Mouse–human heterohybridomas Heterohybridomas are created by fusing murine myeloma with human B cells. PBMC are used preferentially to generate secreting hybrids after fusion with an heteromyeloma fusion partner. The hybridomas originated are very difficult to clone, to maintain long time in culture without loss of specificity, and they normally produce very low yields of immunoglobulin. A new approach to obtain human secretory hybridoma cell lines was developed by fusing heteromyeloma cells (HNC20) with lymphocytes derived from actively immunized individuals. After heterohybridoma establishment, because these cells are unstable, DNA sequences of lightand heavy-chain variable regions were isolated, cloned and inserted into expression vectors containing human IgG constant regions. Transfected Chinese hamster ovary (CHO) cells with recombinant human IgG gene secrete human antibodies. Genetic stability of these transfected

CHO cell lines appears to be suitable for long-term culture and a source of specific monoclonal antibodies (Chin et al., 2003).

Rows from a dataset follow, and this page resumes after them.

PR #90, opened 2016-11-16
Share weights range across all targets

### LINKED ISSUE #88: For multiclass classification weight ranges used for text highlighting are not the same for all classes
On a screenshot the letter 'd' in 'medication' word has -0.084 weight in the top example and -0.079 weight in the bottom example, according to titles displayed on mouse hover. But the bottom 'd' is brighter. Is it because weight range is different? If so, does it make sense to use the same weight range for all classes?

text-highlighting

lopuhin:
Fixes #88
Still there are several separate weight ranges - one for targets, one for text, one for "other" features in text, and one for feature importances.
Weighted spans are passed already rendered now.

@kmike can you please check this on our example in #88 to be extra sure? There are not much tests for this, and they seem hard to write. On newsgroups, new weights range look more intuitive now. I'll update the notebooks one they finish re-evaluating.


kmike:
Thanks @lopuhin! I'll check it after merging :)

lopuhin:
Thanks!

kmike:
It looks much better on newsgroups example, thanks!

PR #91, opened 2016-11-17
Add format_as_dict, remove asdict method

lopuhin:
Apart from consistency with other formatters, another benefit is that it's possible to use format_as_dict on parts of explanation too, which can be useful when sending data to other clients.

### DIFF
--- a/docs/source/autodocs/formatters.rst
+++ b/docs/source/autodocs/formatters.rst
@@ -14,3 +14,9 @@ eli5.formatters.text
 
 .. automodule:: eli5.formatters.text
     :members:
+
+eli5.formatters.as_dict
+-----------------------
+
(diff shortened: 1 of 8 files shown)


kmike:
Could you please add it to generated docs (https://github.com/TeamHG-Memex/eli5/blob/master/docs/source/autodocs/formatters.rst)?

lopuhin:
> Could you please add it to generated docs

Done (messed up formatting in the first commit). I put it last cause it's probably not the first thing you want from formatters, or it's better to keep the lexicographic order?

kmike:
>  I put it last cause it's probably not the first thing you want from formatters, or it's better to keep the lexicographic order?

Makes sense, I think that's perfect.

PR #471, opened 2022-05-09
release: v0.127.9 Lambda alias and IAM updates

patheard:
# Summary
Update Lambda API to use an alias for provisioned concurrency.
Also updates the IAM permissions for the `ecr-user` so that it
can update the Lambda's alias and publish a new function version.

# Diff
https://github.com/cds-snc/notification-terraform/compare/v0.127.6...v0.127.9


jimleroyer (approved):
:shipit:

PR #473, opened 2022-05-09
release: v0.127.10 Lambda API autoscaling target

patheard:
# Summary
Update the Lambda API autoscaling target to use the alias
rather than the Lambda version.

# Diff
https://github.com/cds-snc/notification-terraform/compare/v0.127.9...v0.127.10


jimleroyer (approved):
:shipit:

PR #475, opened 2022-05-09
release: v0.127.12 Kubernetes v1.22 upgrade

patheard:
# Summary
Upgrade Kubernetes to v1.22 and update the node
AMI release version.

# Diff
https://github.com/cds-snc/notification-terraform/compare/v0.127.10...v0.127.12

# Related


.github/workflows/merge_to_main_production.yml
```diff
@@ -58,7 +58,7 @@ jobs:
           echo "INFRASTRUCTURE_VERSION=$INFRASTRUCTURE_VERSION" >> $GITHUB_ENV
 
       - name: Setup Terraform
-        uses: hashicorp/setup-terraform@v1.2.1
+        uses: hashicorp/setup-terraform@17d4c9b8043b238f6f35641cdd8433da1e6f3867 # v2.0.0
```
jimleroyer, line 61: The tag isn't created yet?

jimleroyer (approved):

.github/workflows/merge_to_main_production.yml
patheard: So this was me testing an odd failure with the `hashicorp/setup-terraform` plan to see if the `v2.0.0` of the action worked.  I suspect it was failing because of the Hashicorp scheduled maintenance.

That being said, it made me realize we can switch over to using CDS's Terraform setup action to get rid of another workflow dependency.

patheard: Actually, thinking more about it, I've reverted all workflow changes and will do this in another PR to limit the changes around this PR.

PR #478, opened 2022-05-10
fix: update API gateway to invoke Lambda alias

patheard:
# Summary

The Lambda API is setup with provisioned concurrency attached
to the `latest` Lambda alias.  By using this alias with the API
gateway integration, we'll be able to take advantage of that
provisioned concurrency.

Currently the API gateway is always invoking the `$LATEST` version
of the function code, which means the provisioned concurrency
is not used.

# Note
This PR also updates the `terraform plan/apply` workflows to use
the [CDS Terraform tools setup action](https://github.com/cds-snc/terraform-tools-setup) to remove the
`hashicorp/setup-terraform` action dependency.

# Related
* cds-snc/notification-planning#646


jimleroyer (approved):
LGTM and aligned on changes discussed yesterday in he call.

PR #481, opened 2022-05-18
fix: redeploy API gateway when config changes

patheard:
# Summary
This fix will cause the API gateway to be redeployed when there
are any configuration changes made.

Also updates the Lambda permissions to allow the API gateway
to execute the `latest` Lambda alias.


jimleroyer (approved):
:shipit:

PR #482, opened 2022-05-19
feat: Lambda Admin PR review environment

patheard:
# Summary
Add the ECR and IAM role used by the Notify Admin pull request
review environment.  These are only needed in the Notify Staging account.

# ⚠️  Note
This resources were initially created in the AWS console, so not all
of them will be shown in the Terraform plan.


jimleroyer (approved):
Thanks @patheard for closing the loop.

PR #488, opened 2022-06-27
tweak Cloudwatch Insights query

sastels:
# Summary | Résumé

We have Notify errors that don't have levelname ERROR, such as
```
{"name": "api", "levelname": "INFO", "message": "{'result': 'error', 'message': 'Template not found'}",
```
 
Run and compare both versions of the query.


jimleroyer (approved):

patheard (approved):
🧹

PR #491, opened 2022-07-11
Release 0.128.5

jimleroyer:
# Summary | Résumé

* [Lowering data retention period for CSV uploads](https://github.com/cds-snc/notification-terraform/pull/490)

* Check the S3 bucket once this comes in effect to see if there are documents still in the bucket that are older than 7 days.


sastels (approved):
plan looks good!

Human–human hybridomas Human myeloma cell lines have been very difficult to derive, so further alternatives are needed. A myeloma cell line from a patient has been adapted to be used as a fusion partner for the establishment of human–human hybridomas. This myeloma line has been used for the fusion with Epstein–Barr virus-transformed cells and peripheral blood lymphocytes, giving rise to stable hybridomas that secrete human monoclonal antibodies (Karpas et al., 2001).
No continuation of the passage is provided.